- Records to use
# # # # #
PR #189, opened 2026-08-18
fix: pool pinned-slab CUDA events per device

9prady9:
## Summary

Fix cross-device CUDA event reuse in `small_pinned_host_memory_resource`. The resource previously kept one global event pool, so an event created on one GPU could be recorded on another GPU's stream. CUDA rejects that combination; in release builds, the slab could then be returned to the free list without correct stream ordering and reused during an in-flight transfer.

## Changes

- Pool events by the CUDA device that owns the stream.
- Create events on that device and preserve their device ownership with each free slab.
- Fail closed when event creation, recording, waiting, or synchronization fails.
- Synchronize outstanding events before releasing backing storage during teardown.

## Validation

- Formatting, pre-commit checks, the CUDA 13.2 Release build, and tests pass.
- Compute Sanitizer errors from this resource dropped from 2,361 `cudaErrorInvalidResourceHandle` failures to none.
- Multi-GPU behavior was verified on GB200 with CUDA 13.2.

## Context

This was found while debugging intermittent TPC-H query 6/9 correctness failures in Sirius.

### DIFF
--- a/src/memory/small_pinned_host_memory_resource.cpp
+++ b/src/memory/small_pinned_host_memory_resource.cpp
@@ -37,39 +37,107 @@ small_pinned_host_memory_resource::~small_pinned_host_memory_resource()
   // free_lists_ entries are raw pointers into those blocks; no individual cleanup needed.
   // Destroy every CUDA event we own — both idle (pooled) and still attached to a
   // free slab that was never re-allocated.
-  for (auto& event : event_pool_) {
-    if (event != nullptr) { CUCASCADE_ASSERT_CUDA_SUCCESS(::cudaEventDestroy(event)); }
+  bool retain_backing_allocations = has_quarantined_slab_;
+  int prev_device                 = 0;
+  bool const have_prev            = (::cudaGetDevice(&prev_device) == cudaSuccess);
+  auto destroy_on                 = [&retain_backing_allocations](cudaEvent_t event, int device) {
+    if (event == nullptr) { return; }
+    // cudaEventDestroy is device-agnostic, but making the owning device current
+    // keeps the call on the context the event was created in.
+    if (device >= 0) { (void)::cudaSetDevice(device); }
+    // Destroying an incomplete event does not wait for its captured work. Wait
+    // explicitly before owned_allocations_ returns the backing slabs upstream.
+    if (::cudaEventSynchronize(event) != cudaSuccess) {
+      // Fail closed: cudaEventDestroy is non-blocking for incomplete events.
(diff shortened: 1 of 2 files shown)


Jedi18:
/ok to test https://github.com/NVIDIA/cuCascade/pull/189/commits/976247968d60dc9d26125a6551a00ea1c70fef03

9prady9:
/ok to test https://github.com/NVIDIA/cuCascade/pull/189/changes/4fec144a8d1791bdfcde98dfa11e7f4ccf0bf861

Jedi18:
/ok to test https://github.com/NVIDIA/cuCascade/pull/189/commits/4fec144a8d1791bdfcde98dfa11e7f4ccf0bf861

src/memory/small_pinned_host_memory_resource.cpp
```diff
@@ -37,39 +37,107 @@ small_pinned_host_memory_resource::~small_pinned_host_memory_resource()
...
+int small_pinned_host_memory_resource::device_of_stream(::cuda::stream_ref stream) noexcept
+{
+  int device = -1;
+  // A CUDA event is bound to the device current at creation time, and
+  // cudaEventRecord requires the event and stream to be on the same device.
+  // Ask the driver which device this stream belongs to rather than assuming it
+  // matches the calling thread's current device.
+  if (::cudaStreamGetDevice(stream.get(), &device) == cudaSuccess) { return device; }
+  (void)::cudaGetLastError();
+  if (::cudaGetDevice(&device) == cudaSuccess) { return device; }
```
felipeblazing: when would this be invoked? when should a stream not have a device?

src/memory/small_pinned_host_memory_resource.cpp
```diff
@@ -37,39 +37,107 @@ small_pinned_host_memory_resource::~small_pinned_host_memory_resource()
...
+      return nullptr;
+    }
+  }
+
   cudaEvent_t event = nullptr;
   // Timing is not needed; disabling it makes record/wait cheaper.
-  if (::cudaEventCreateWithFlags(&event, cudaEventDisableTiming) != cudaSuccess) {
-    // Best effort: without an event this deallocation loses stream ordering, but
-    // allocation must never throw here. Clear the sticky error and carry on.
+  bool const created = (::cudaEventCreateWithFlags(&event, cudaEventDisableTiming) == cudaSuccess);
```
felipeblazing: how often is this path used? are the pools too small?

bwyogatama (approved):

PR #191, opened 2026-08-18
Add regression coverage for CUDA-context-independent topology discovery

pentschev:
PR #176 keeps default topology discovery independent of CUDA runtime and context state. This PR closes the remaining coverage gap by adding a multi-GPU regression test that verifies default topology discovery does not initialize CUDA or capture temporarily widened `CUDA_VISIBLE_DEVICES`, as well as documenting that default discovery is CUDA-context independent, while runtime-attribute discovery is explicitly opt-in.

### DIFF
--- a/src/memory/topology_discovery.cpp
+++ b/src/memory/topology_discovery.cpp
@@ -5,9 +5,6 @@
 
 #include <cucascade/memory/topology_discovery.hpp>
 
-#include <rmm/cuda_device.hpp>
-#include <rmm/detail/runtime_capabilities.hpp>
-
 #include <dlfcn.h>
 #include <ifaddrs.h>
 #include <nvml.h>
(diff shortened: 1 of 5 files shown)


dhruv9vats (approved):

aminaramoon (approved):

src/memory/topology_discovery.cpp
```diff
@@ -63,23 +60,18 @@ void report_nvml_error(nvmlReturn_t result, std::string const& context)
...
+bool query_hw_decompression()
 {
-  try {
-    rmm::cuda_set_device_raii set_device{rmm::cuda_device_id{static_cast<int>(cuda_ordinal)}};
-    return rmm::detail::hwdecompress::is_supported();
-  } catch (...) {
-    return false;
-  }
+  constexpr int min_hw_decompression_cuda_version = 12080;
+  int driver_version                              = 0;
```
felipeblazing, line 72: not all hardware has a DE engine even if the driver supports it

felipeblazing (changes requested):

src/memory/topology_discovery.cpp
pentschev: Yes, you're right. I realized that and have been discussing this offline as well, I'll link to the existing discussion, in the meantime we should hold merging this.

felipeblazing (approved):

PR #192, opened 2026-08-19
feat!: make `read_only_data_batch` truly const

dhruv9vats:
Make `read_only_data_batch` truly const, disallowing any mutating operations, directly or indirectly.

### DIFF
--- a/include/cucascade/data/data_batch.hpp
+++ b/include/cucascade/data/data_batch.hpp
@@ -31,7 +31,6 @@
 #include <mutex>
 #include <optional>
 #include <shared_mutex>
-#include <stdexcept>
 #include <unordered_map>
 #include <utility>
 #include <vector>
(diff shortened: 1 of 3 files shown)


dhruv9vats:
The [failing test](https://github.com/NVIDIA/cuCascade/actions/runs/35193675750/job/105113072089?pr=192) is a flaky one, because:
- The main thread acquires ro_initial, but t1 releases it; unlocking a mutex from another thread is undefined behavior.
- The 50 ms sleep does not guarantee that t2 attempted or blocked on mutable acquisition.
- The last reader can unlock before t1 logs its release, allowing t2 to log acquisition first and fail the ordering assertion. (This is the cause of the seen failure)
- After thread2_mutable_released is set, t1 can acquire new readers before t2 asserts idle.

So disabling the test for now.

9prady9 (commented):
whats the contract we are trying to adhere here ? for the `readonly_to_mutable` and `mutable_to_readonly` . Later breaks the API, former make it strict read-only. They are not exactly illegal is my question about.

the `const` ness change looks good.

dhruv9vats:
These changes basically lay the groundwork for https://github.com/sirius-db/sirius/issues/1063 but incrementally molding the API. The removal of the conversion API basically mandates that the user go through the idle state before acquiring the alternate state. Going from idle to mutable was a grey area anyways because that meant that anyone with a read only handle could get to and mutate the internal state, which broke the invariant of immutability.

include/cucascade/data/data_batch.hpp
kevkrist: It is a bit strange but I believe these now need to be `const`. E.g., if a read only data batch is the only owner, and then transitions to idle, it cannot unsubscribe (compile error). Worth adding a test for this case.

kevkrist (changes requested):

include/cucascade/data/data_batch.hpp
dhruv9vats: great catch, thanks @kevkrist! fixed in [make (un)subscribe const too](https://github.com/NVIDIA/cuCascade/pull/192/commits/73406bc8412b4876bec4f52d46b1b0564053ac0b).

kevkrist (approved):
[fistbump]

9prady9 (approved):

PR #196, opened 2026-09-15
fix: Use libcucascade domain for all NVTX ranges

9prady9:
## Summary

- move every cuCascade NVTX range into the `libcucascade` domain
- replace the converter's global-domain `nvtxRangePushA`/`nvtxRangePop` wrapper with `nvtx3::scoped_range_in`
- remove the `CUCASCADE_NVTX` CMake option and always compile the annotations
- propagate the header-only `CUDA::nvtx3` target through the library's public usage requirements

## Rationale

NVTX dispatches to no-op stubs when no profiling tool is injected, so a separate compile-time switch is unnecessary. Always compiling the ranges ensures they are available whenever cuCascade is profiled. Keeping both the function-level and named `hg:*` ranges in `libcucascade` also makes cuCascade activity easy to distinguish from NVTX ranges emitted by other libraries.

## Verification

- configured the release build with CUDA 13.2 and cuDF 26.08
- compiled and linked `cucascade_shared` and `cucascade_cudf_shared` with warnings treated as errors
- verified generated CMake export targets propagate `CUDA::nvtx3`
- passed all pre-commit hooks on the changed files


mbrobbel:
/ok to test [edfbb63](https://github.com/NVIDIA/cuCascade/pull/196/commits/edfbb63fc46f858bc0d565868ceb31d83350adf3)

felipeblazing (approved):

mbrobbel (approved):

PR #297, opened 2022-08-30
VB-1126 Tech Debit : remove VisitStatus from call to create visit in …

AledWEvans:
Remove VisitStatus from call to create visit.

In order to remove api Elements that is not part of POC.


tpmcgowan (approved):
LGTM!

PR #298, opened 2022-08-30
VB-1120: On update go directly to select visitors page

tpmcgowan:
Remove the 'What do you want to amend' page so that clicking 'Update' a visit goes straight to the first page in the journey, which is the select visitors page.


hutcheonb-moj (approved):
LGTM

PR #299, opened 2022-08-31
VB-1072: Clear session after visit cancellation

tpmcgowan:
Now that viewing booking summary populates session, ensure this is cleared once a visit is cancelled.


psoleckimoj (approved):
LGTM!

PR #301, opened 2022-09-01
VB-1112: de-duplicate templates

tpmcgowan:
Consolidate the visit journey templates so there's only one of each for book and update.


server/routes/visitJourney/visitJourneyUtils.ts
```diff
@@ -0,0 +1,6 @@
+// return URL prefix for either visit booking or visit update journey
+const getUrlPrefix = (isUpdate: boolean, previousVisitReference?: string) => {
```
tpmcgowan, line 2: Was in two minds whether or not to create yet another 'utils' file but figured there's likely to be other things here to support these 'visitJourney' classes - and these various utils files probably need sorting out at some point anyway...

server/routes/visitJourney/visitJourneyUtils.ts
```diff
@@ -0,0 +1,6 @@
+// return URL prefix for either visit booking or visit update journey
+const getUrlPrefix = (isUpdate: boolean, previousVisitReference: string) => {
```
tpmcgowan, line 2: Was in two minds whether or not to create yet another 'utils' file but figured there's likely to be other things here to support these 'visitJourney' classes - and these various utils files probably need sorting out at some point anyway...

server/routes/visitJourney/confirmation.ts
```diff
@@ -5,7 +5,7 @@ export default class Confirmation {
   constructor(private readonly mode: string) {}
 
   async get(req: Request, res: Response): Promise<void> {
-    const isUpdate = this.mode === 'update'
+    // const isUpdate = this.mode === 'update'
```
tpmcgowan, line 8: Left commented out to avoid lint errors, as this will be needed when confirmation page takes account of booking vs update

psoleckimoj (approved):
LGTM!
# # # # #
- Task
All lines of the records containing "directly" should be shown.

- Your solution
Make `read_only_data_batch` truly const, disallowing any mutating operations, directly or indirectly.
VB-1120: On update go directly to select visitors page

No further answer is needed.